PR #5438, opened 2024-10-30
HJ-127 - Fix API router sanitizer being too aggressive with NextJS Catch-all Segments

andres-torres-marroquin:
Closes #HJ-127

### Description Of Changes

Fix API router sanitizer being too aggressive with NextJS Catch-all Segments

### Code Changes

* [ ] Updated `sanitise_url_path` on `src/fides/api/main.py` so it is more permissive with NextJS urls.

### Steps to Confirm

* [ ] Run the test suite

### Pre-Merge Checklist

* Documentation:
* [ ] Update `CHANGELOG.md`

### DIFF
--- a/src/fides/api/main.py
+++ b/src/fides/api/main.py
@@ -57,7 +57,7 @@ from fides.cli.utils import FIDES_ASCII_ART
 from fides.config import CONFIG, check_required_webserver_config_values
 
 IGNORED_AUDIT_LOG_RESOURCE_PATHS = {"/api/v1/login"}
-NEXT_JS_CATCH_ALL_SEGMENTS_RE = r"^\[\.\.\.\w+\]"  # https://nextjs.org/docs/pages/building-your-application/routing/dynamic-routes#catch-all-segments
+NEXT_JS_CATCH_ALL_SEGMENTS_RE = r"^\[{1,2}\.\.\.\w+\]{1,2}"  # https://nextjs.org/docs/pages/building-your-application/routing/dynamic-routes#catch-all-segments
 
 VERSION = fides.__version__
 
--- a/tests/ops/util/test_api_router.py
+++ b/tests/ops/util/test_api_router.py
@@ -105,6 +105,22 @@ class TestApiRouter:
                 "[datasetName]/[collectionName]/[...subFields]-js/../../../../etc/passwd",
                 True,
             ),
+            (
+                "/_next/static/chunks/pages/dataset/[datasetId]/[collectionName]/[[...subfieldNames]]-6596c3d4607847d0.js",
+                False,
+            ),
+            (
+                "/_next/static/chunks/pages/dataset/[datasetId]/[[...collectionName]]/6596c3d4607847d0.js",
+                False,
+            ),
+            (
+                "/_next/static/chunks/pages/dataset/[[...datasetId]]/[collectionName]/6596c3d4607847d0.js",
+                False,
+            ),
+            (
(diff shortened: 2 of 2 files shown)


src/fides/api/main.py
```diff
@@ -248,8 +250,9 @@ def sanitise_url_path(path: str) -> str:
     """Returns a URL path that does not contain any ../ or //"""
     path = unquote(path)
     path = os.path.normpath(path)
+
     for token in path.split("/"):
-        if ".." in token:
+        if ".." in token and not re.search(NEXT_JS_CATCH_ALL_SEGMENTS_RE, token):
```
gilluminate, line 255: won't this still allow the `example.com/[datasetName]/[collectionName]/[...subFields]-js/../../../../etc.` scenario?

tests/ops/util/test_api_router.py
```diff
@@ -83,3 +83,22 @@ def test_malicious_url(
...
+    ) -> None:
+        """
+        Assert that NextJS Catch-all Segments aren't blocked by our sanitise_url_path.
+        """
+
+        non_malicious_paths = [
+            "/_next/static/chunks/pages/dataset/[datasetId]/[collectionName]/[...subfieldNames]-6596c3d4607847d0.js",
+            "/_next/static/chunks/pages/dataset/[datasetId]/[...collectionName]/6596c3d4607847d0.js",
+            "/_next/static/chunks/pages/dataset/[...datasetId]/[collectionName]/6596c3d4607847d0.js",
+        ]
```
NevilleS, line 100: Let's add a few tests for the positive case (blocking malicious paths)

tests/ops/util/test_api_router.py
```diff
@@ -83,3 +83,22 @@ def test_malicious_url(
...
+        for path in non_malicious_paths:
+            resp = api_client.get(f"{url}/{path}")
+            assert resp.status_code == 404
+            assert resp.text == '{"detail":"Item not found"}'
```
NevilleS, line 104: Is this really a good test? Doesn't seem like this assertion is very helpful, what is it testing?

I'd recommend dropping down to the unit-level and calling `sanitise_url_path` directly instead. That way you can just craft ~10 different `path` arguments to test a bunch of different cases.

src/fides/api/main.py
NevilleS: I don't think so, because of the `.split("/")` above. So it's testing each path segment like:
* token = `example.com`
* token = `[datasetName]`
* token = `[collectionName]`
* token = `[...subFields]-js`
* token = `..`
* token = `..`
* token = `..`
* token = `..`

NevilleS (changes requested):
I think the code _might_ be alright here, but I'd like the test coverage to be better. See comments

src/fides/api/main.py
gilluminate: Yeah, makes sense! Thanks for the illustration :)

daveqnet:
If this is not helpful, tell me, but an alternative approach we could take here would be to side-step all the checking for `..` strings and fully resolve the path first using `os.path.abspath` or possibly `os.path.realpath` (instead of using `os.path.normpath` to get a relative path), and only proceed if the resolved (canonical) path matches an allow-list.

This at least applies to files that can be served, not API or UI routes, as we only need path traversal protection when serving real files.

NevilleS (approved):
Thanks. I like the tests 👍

⁂

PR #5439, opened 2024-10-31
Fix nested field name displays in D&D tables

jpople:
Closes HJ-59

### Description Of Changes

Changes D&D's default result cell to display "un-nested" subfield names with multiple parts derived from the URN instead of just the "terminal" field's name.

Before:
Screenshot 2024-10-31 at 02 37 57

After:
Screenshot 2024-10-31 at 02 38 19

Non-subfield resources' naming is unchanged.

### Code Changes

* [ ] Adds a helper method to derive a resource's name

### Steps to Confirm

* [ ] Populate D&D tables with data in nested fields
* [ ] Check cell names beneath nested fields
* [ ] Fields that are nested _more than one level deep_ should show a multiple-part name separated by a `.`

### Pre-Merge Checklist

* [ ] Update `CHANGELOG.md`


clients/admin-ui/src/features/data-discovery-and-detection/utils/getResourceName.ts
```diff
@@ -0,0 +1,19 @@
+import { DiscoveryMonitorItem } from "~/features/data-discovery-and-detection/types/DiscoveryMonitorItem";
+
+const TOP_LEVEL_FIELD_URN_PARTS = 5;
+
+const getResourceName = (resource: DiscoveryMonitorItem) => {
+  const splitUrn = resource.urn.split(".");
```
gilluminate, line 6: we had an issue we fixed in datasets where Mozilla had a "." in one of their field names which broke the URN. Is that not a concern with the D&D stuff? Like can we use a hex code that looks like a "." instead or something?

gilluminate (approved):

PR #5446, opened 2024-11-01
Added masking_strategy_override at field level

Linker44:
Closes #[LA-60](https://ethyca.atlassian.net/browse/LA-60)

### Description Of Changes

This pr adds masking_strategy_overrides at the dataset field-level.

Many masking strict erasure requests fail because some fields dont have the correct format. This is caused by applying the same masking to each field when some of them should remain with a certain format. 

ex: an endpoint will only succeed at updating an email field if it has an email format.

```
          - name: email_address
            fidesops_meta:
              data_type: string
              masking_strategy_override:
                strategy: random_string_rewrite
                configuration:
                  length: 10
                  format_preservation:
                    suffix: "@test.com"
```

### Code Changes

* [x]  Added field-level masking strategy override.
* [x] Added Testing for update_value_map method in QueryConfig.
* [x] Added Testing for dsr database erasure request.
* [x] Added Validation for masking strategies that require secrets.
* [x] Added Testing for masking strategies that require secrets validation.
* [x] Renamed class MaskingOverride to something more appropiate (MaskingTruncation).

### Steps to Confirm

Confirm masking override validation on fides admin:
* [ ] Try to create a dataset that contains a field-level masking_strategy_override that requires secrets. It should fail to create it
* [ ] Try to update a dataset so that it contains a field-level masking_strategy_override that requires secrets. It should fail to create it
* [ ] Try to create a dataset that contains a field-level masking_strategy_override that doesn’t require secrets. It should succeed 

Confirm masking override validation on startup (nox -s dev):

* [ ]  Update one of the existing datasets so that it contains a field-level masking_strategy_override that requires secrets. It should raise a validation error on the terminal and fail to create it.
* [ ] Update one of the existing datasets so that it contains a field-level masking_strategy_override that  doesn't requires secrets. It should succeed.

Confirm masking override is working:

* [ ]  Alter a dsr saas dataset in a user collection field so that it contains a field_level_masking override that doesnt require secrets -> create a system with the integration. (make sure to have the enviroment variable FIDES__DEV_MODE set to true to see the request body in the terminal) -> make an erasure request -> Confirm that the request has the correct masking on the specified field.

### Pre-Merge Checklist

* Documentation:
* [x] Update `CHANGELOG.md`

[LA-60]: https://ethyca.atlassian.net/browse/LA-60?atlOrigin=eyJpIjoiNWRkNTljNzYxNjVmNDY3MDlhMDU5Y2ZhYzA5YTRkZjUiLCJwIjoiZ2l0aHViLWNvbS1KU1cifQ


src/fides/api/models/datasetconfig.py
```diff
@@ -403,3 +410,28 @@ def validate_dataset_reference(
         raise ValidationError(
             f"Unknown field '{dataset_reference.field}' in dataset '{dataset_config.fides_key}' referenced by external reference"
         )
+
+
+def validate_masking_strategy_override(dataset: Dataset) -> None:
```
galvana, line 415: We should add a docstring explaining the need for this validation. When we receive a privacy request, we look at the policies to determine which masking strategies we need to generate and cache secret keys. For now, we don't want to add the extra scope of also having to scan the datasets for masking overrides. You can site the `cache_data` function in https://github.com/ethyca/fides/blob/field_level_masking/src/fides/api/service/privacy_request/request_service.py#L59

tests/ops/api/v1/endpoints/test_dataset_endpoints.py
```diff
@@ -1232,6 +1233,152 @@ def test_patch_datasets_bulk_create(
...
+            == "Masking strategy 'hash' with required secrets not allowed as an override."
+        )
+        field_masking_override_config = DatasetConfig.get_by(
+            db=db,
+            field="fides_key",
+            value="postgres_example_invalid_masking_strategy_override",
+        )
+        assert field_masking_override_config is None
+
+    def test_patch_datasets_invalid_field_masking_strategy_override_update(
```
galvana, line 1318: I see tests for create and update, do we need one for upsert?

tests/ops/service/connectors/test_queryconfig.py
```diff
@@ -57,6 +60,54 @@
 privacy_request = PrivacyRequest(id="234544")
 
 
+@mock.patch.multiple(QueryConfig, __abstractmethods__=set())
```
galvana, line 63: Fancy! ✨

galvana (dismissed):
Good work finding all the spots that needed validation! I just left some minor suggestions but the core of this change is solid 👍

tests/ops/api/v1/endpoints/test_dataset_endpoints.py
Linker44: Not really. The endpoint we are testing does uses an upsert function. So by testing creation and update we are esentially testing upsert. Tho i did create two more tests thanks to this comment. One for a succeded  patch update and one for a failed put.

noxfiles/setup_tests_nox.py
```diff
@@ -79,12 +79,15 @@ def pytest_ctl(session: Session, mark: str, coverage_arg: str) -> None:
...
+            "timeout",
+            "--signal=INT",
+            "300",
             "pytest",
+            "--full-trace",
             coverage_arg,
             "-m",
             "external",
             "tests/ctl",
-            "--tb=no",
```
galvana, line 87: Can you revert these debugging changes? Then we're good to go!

⁂

### EXERCISE GOAL
Gather all lines from the listing above in which "browse" occurs.

### COMPLETED EXERCISE
Closes #[LA-60](https://ethyca.atlassian.net/browse/LA-60)
[LA-60]: https://ethyca.atlassian.net/browse/LA-60?atlOrigin=eyJpIjoiNWRkNTljNzYxNjVmNDY3MDlhMDU5Y2ZhYzA5YTRkZjUiLCJwIjoiZ2l0aHViLWNvbS1KU1cifQ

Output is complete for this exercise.